Work instructions: Scan the records for "section". Report each line that includes it.

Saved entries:
PR #990, opened 2021-02-02
Require the email to be entered before the title is marked as complete

### LINKED ISSUE #957: "Title" section of progress bar on dashboard should consider entries for both title and email
The "Title" section of the progress bar should not be green unless BOTH the title and the email contact in this section have content in them. Right now it is only considering the title.

jcoyne:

Answer box:
### LINKED ISSUE #957: "Title" section of progress bar on dashboard should consider entries for both title and email
The "Title" section of the progress bar should not be green unless BOTH the title and the email contact in this section have content in them. Right now it is only considering the title.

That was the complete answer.